Detect either over-validation patterns in a candidate LLM response, or repeated reassurance-seeking in recent user messages on the same decision. Returns the matched pattern, a confidence score, and a counter_prompt the calling skill MAY surface to the model — the server itself never invokes a model.

Input{ candidate_response?, recent_user_messages?, decision_context? }

  • At least one of candidate_response or recent_user_messages MUST be provided (anyOf).
  • candidate_response — draft model response to evaluate, max 16000 chars.
  • recent_user_messages — array of {text, at}, scoped to the same decision_context.

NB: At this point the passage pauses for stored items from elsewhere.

PR #863, opened 2022-10-21
Introduce new possible widening strategy `sides-local` for globals

michael-schwarz:
During #855 we discovered some asserts cannot be re-established. This is likely due to a different evaluation order.

Helmut and I traced down some surprising cases, where information about a a parameter is lost, despite it's values being from `[0,1]` and given explicitly in the program. This can be remedied in some cases by not designating a global a widening point, and instead selectively applying widening only for contributions from unknowns that have made increasing contributions before.

This seem like an interesting thing one would like to play around with, but it has immediately obvious limitations as well.

This PR adds the new option and an example program highlighting both where it helps and where it does not.

### DIFF
--- a/tests/regression/01-cpa/71-widen-sides.c
+++ b/tests/regression/01-cpa/71-widen-sides.c
@@ -1,4 +1,6 @@
 // PARAM: --set ana.ctx_insens "['base', 'mallocWrapper']"  --enable ana.int.interval --sets solvers.td3.side_widen sides-local
+#include <goblint.h>
+
 int further(int n) {
     // Even sides-local can not save us here :(
     __goblint_check(n <= 1); //TODO
--- a/tests/regression/01-cpa/71-widen-sides.c
+++ b/tests/regression/01-cpa/71-widen-sides.c
@@ -1,0 +1,28 @@
+// PARAM: --set ana.ctx_insens "['base', 'mallocWrapper']"  --enable ana.int.interval --sets solvers.td3.side_widen sides-local
+int further(int n) {
+    // Even sides-local can not save us here :(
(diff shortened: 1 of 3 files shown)


sim642:
Is this also supposed to help with the `instrumented_cp_comb.c` case from Zulip?

What's the trade-off with this? Is there a reason to not make it default? Can it be less precise than `sides`?

michael-schwarz:
> Is this also supposed to help with the `instrumented_cp_comb.c` case from Zulip?

It helps with some of the asserts but not all.

In general, it is incomparable to `sides`, as `sides` allows for two increasing contributions and makes it a `wpoint` **after**, whereas `sides-local` widens any increasing contributions from that unknown (widening for the **second** contribution already).

tests/regression/01-cpa/71-widen-sides.c
```diff
@@ -0,0 +1,28 @@
+// PARAM: --set ana.ctx_insens "['base', 'mallocWrapper']"  --enable ana.int.interval --sets solvers.td3.side_widen sides-local
+int further(int n) {
```
sim642, line 2: Required after #845:
```suggestion
#include <goblint.h>

int further(int n) {
```

sim642 (approved):

sim642:
> In general, it is incomparable to `sides`, as `sides` allows for two increasing contributions and makes it a `wpoint` **after**, whereas `sides-local` widens any increasing contributions from that unknown (widening for the **second** contribution already).

This implicit second-third widening delay built into the solver is a bit odd, because other people implement widening delays such that an arbitrary bound can be specified. At some point we probably should do that in the domain.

Output{ detected, pattern, confidence, reason, heuristic, override_options, counter_prompt?, false_positive_feedback_path }

  • pattern — closed enum for the four reserved heuristic names.
  • counter_prompt — string the calling skill may pass back to the model. The server NEVER calls a model itself.
  • override_options[].token — closed enum includes i-want-validation and explain-the-match.

Runtime: live. Returns a structured {detected, pattern, confidence, reason, heuristic, override_options, counter_prompt?, ...} advisory. The server NEVER calls a model itself — counter_prompt is a string the calling skill MAY pass back.

CodeMeaning
INPUT_TOO_LARGEA text input exceeded its per-field cap. Caller MUST truncate before retrying.
HISTORY_OUT_OF_ORDERcheck_rumination.history items were not oldest-first or contained future timestamps. The server does not silently re-sort.
WINDOW_OUT_OF_RANGEwindow_minutes was outside 1..1440. Rejected rather than clamped so callers cannot accidentally disable the check.
SESSION_ID_MISMATCHcheck_hyperfocus received conflicting session_id values in the snapshot vs the top-level argument.
  • The server is stateless. No SQLite, no JSONL, no caches.
  • No telemetry. No network sockets in default or non-default configurations.
  • The server does NOT log current_prompt, history, candidate_response, or recent_user_messages. Only structured event names.
  • false_positive_feedback_path is a public GitHub issue template URL. A user reporting a false positive thereby discloses the prompt that fired; the disclosure is user-initiated, not server-emitted.
  • Additive-only within v0.1.x. Override-token enum and heuristic-name enum are closed; additions require a minor bump and clinical sign-off.
  • Default thresholds (rumination similarity 0.55, hyperfocus 60/90/120 minutes) may be revised within v0.1.x based on field-study data, but the field types and bounds are frozen.
  • The schemas at packages/mcp-guardrail/schemas/ are the source of truth. CODEOWNERS requires clinical-reviewer approval on changes.